START Given data

PR #6312, opened 2025-07-07
FidesJS: served_notice_history_id consistency

gilluminate:
Closes [ENG-814]

### Description Of Changes

Refactored session management in FidesJS to use a centralized SessionManager singleton that ensures consistent `served_notice_history_id` values across all consent flows within a single session. This improves analytics correlation between the notices-served and privacy-preferences endpoints by using the same session-level identifier for both automated consent (GPC) and manual consent interactions.

### Code Changes

* Created new `SessionManager` class with singleton pattern to manage session-level UUIDs.
* Updated `useNoticesServed` hook to use centralized session manager instead of generating new UUIDs per event.
* Modified `updateConsent` function to use session manager for consistent `served_notice_history_id`.
* Removed `servedNoticeHistoryId` parameter from `updateConsent` function signature and related component prop drilling.
* Updated `NoticeOverlay` and `TcfOverlay` components to remove unused `servedNoticeHistoryId` dependencies.
* Added comprehensive test suite for `SessionManager` covering singleton behavior, session lifecycle, and UUID consistency.
* Added Cypress E2E test to verify consistent `served_notice_history_id` between automated and manual consent flows.

### Steps to Confirm

1. Enable GPC in your browser and load an experience which will trigger the `privacy-preferences` endpoint.
2. Open the modal and Opt in/out.
3. Test that `notices-served` and `privacy-preferences` API calls use the same `served_notice_history_id` in their payload
4. Verify that new sessions (page reloads) generate different `served_notice_history_id` values as expected

### Pre-Merge Checklist

* [x] Issue requirements met
* [x] `CHANGELOG.md` updated
* Followup issues:
  * [ ] Followup issues created
  * [x] No followup issues
* Database migrations:
  * [x] No migrations
* Documentation:

[ENG-814]: https://ethyca.atlassian.net/browse/ENG-814?atlOrigin=eyJpIjoiNWRkNTljNzYxNjVmNDY3MDlhMDU5Y2ZhYzA5YTRkZjUiLCJwIjoiZ2l0aHViLWNvbS1KU1cifQ

### DIFF
--- a/clients/fides-js/src/lib/preferences.ts
+++ b/clients/fides-js/src/lib/preferences.ts
@@ -33,6 +33,7 @@ import {
   FidesEventExtraDetails,
   FidesEventOrigin,
 } from "./events";
+import { fidesLifecycleManager } from "./fides-lifecycle-manager";
 import { decodeFidesString } from "./fides-string";
 import {
   DEFAULT_LOCALE,
@@ -40,7 +41,6 @@ import {
   selectBestExperienceConfigTranslation,
   selectBestNoticeTranslation,
 } from "./i18n";
-import { fidesLifecycleManager } from "./fides-lifecycle-manager";
 import { transformConsentToFidesUserPreference } from "./shared-consent-utils";
 import { TcfSavePreferences } from "./tcf/types";
 


clients/fides-js/src/lib/preferences.ts
```diff
@@ -465,12 +463,8 @@ export const updateConsent = async (
...
   const fidesRegionString = constructFidesRegionString(config.geolocation);
 
-  // Generate a new served notice history ID for the served notice
-  // DEFER: This should match with the id used in the notices-served endpoint
-  if (!servedNoticeHistoryId) {
-    // eslint-disable-next-line no-param-reassign
-    servedNoticeHistoryId = uuidv4();
-  }
+  // Get the session-level served notice history ID for consistency
+  const servedNoticeHistoryId = sessionManager.getServedNoticeHistoryId();
```
eastandwestwind: 🎉

clients/fides-js/src/lib/session-manager.ts
```diff
@@ -0,0 +1,38 @@
+import { v4 as uuidv4 } from "uuid";
+
+class SessionManager {
+  private servedNoticeHistoryId: string | null = null;
+
+  /**
+   * Get the session-level served_notice_history_id.
+   * Creates a new UUID on first access and reuses it for the entire session.
```
eastandwestwind: Nice! I imagine we could use a similar approach in the future for generating the `fides_user_device_id`

eastandwestwind (approved):
Nicely done @gilluminate 💯

clients/fides-js/src/lib/session-manager.ts
gilluminate: As I'm thinking about this comment, I'm now thinking that "session" is probably the wrong wording to use here. This ID will change if the user reloads the page or changes pages, it's really the FidesJS session, not the user's browser session. 🤔

eastandwestwind: ahh gotcha. OK so it's more the FidesJS session, which is just a page load... 

Some naming ideas I got from Claude:

> Page instance - referring to the specific loaded instance of a page
Page context - the runtime environment and state of that particular page
Page lifecycle - encompassing the entire duration from page load to unload
Document session - since each page corresponds to a document in the DOM

So e.g. we could use page-context-manager.ts or something like that

gilluminate: I like lifecycle, but not as big of a fan of "page." I'd rather name it for the script since SPA apps will affect this lifecycle as well. I think Fides Lifecycle is likely the clearest option.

END Given data

From top to bottom, please output the material exactly.

PR #6312, opened 2025-07-07
FidesJS: served_notice_history_id consistency

gilluminate:
Closes [ENG-814]

### Description Of Changes

Refactored session management in FidesJS to use a centralized SessionManager singleton that ensures consistent `served_notice_history_id` values across all consent flows within a single session. This improves analytics correlation between the notices-served and privacy-preferences endpoints by using the same session-level identifier for both automated consent (GPC) and manual consent interactions.

### Code Changes

* Created new `SessionManager` class with singleton pattern to manage session-level UUIDs.
* Updated `useNoticesServed` hook to use centralized session manager instead of generating new UUIDs per event.
* Modified `updateConsent` function to use session manager for consistent `served_notice_history_id`.
* Removed `servedNoticeHistoryId` parameter from `updateConsent` function signature and related component prop drilling.
* Updated `NoticeOverlay` and `TcfOverlay` components to remove unused `servedNoticeHistoryId` dependencies.
* Added comprehensive test suite for `SessionManager` covering singleton behavior, session lifecycle, and UUID consistency.
* Added Cypress E2E test to verify consistent `served_notice_history_id` between automated and manual consent flows.

### Steps to Confirm

1. Enable GPC in your browser and load an experience which will trigger the `privacy-preferences` endpoint.
2. Open the modal and Opt in/out.
3. Test that `notices-served` and `privacy-preferences` API calls use the same `served_notice_history_id` in their payload
4. Verify that new sessions (page reloads) generate different `served_notice_history_id` values as expected

### Pre-Merge Checklist

* [x] Issue requirements met
* [x] `CHANGELOG.md` updated
* Followup issues:
  * [ ] Followup issues created
  * [x] No followup issues
* Database migrations:
  * [x] No migrations
* Documentation:

[ENG-814]: https://ethyca.atlassian.net/browse/ENG-814?atlOrigin=eyJpIjoiNWRkNTljNzYxNjVmNDY3MDlhMDU5Y2ZhYzA5YTRkZjUiLCJwIjoiZ2l0aHViLWNvbS1KU1cifQ

### DIFF
--- a/clients/fides-js/src/lib/preferences.ts
+++ b/clients/fides-js/src/lib/preferences.ts
@@ -33,6 +33,7 @@ import {
   FidesEventExtraDetails,
   FidesEventOrigin,
 } from "./events";
+import { fidesLifecycleManager } from "./fides-lifecycle-manager";
 import { decodeFidesString } from "./fides-string";
 import {
   DEFAULT_LOCALE,
@@ -40,7 +41,6 @@ import {
   selectBestExperienceConfigTranslation,
   selectBestNoticeTranslation,
 } from "./i18n";
-import { fidesLifecycleManager } from "./fides-lifecycle-manager";
 import { transformConsentToFidesUserPreference } from "./shared-consent-utils";
 import { TcfSavePreferences } from "./tcf/types";
 


clients/fides-js/src/lib/preferences.ts
```diff
@@ -465,12 +463,8 @@ export const updateConsent = async (
...
   const fidesRegionString = constructFidesRegionString(config.geolocation);
 
-  // Generate a new served notice history ID for the served notice
-  // DEFER: This should match with the id used in the notices-served endpoint
-  if (!servedNoticeHistoryId) {
-    // eslint-disable-next-line no-param-reassign
-    servedNoticeHistoryId = uuidv4();
-  }
+  // Get the session-level served notice history ID for consistency
+  const servedNoticeHistoryId = sessionManager.getServedNoticeHistoryId();
```
eastandwestwind: 🎉

clients/fides-js/src/lib/session-manager.ts
```diff
@@ -0,0 +1,38 @@
+import { v4 as uuidv4 } from "uuid";
+
+class SessionManager {
+  private servedNoticeHistoryId: string | null = null;
+
+  /**
+   * Get the session-level served_notice_history_id.
+   * Creates a new UUID on first access and reuses it for the entire session.
```
eastandwestwind: Nice! I imagine we could use a similar approach in the future for generating the `fides_user_device_id`

eastandwestwind (approved):
Nicely done @gilluminate 💯

clients/fides-js/src/lib/session-manager.ts
gilluminate: As I'm thinking about this comment, I'm now thinking that "session" is probably the wrong wording to use here. This ID will change if the user reloads the page or changes pages, it's really the FidesJS session, not the user's browser session. 🤔

eastandwestwind: ahh gotcha. OK so it's more the FidesJS session, which is just a page load... 

Some naming ideas I got from Claude:

> Page instance - referring to the specific loaded instance of a page
Page context - the runtime environment and state of that particular page
Page lifecycle - encompassing the entire duration from page load to unload
Document session - since each page corresponds to a document in the DOM

So e.g. we could use page-context-manager.ts or something like that

gilluminate: I like lifecycle, but not as big of a fan of "page." I'd rather name it for the script since SPA apps will affect this lifecycle as well. I think Fides Lifecycle is likely the clearest option.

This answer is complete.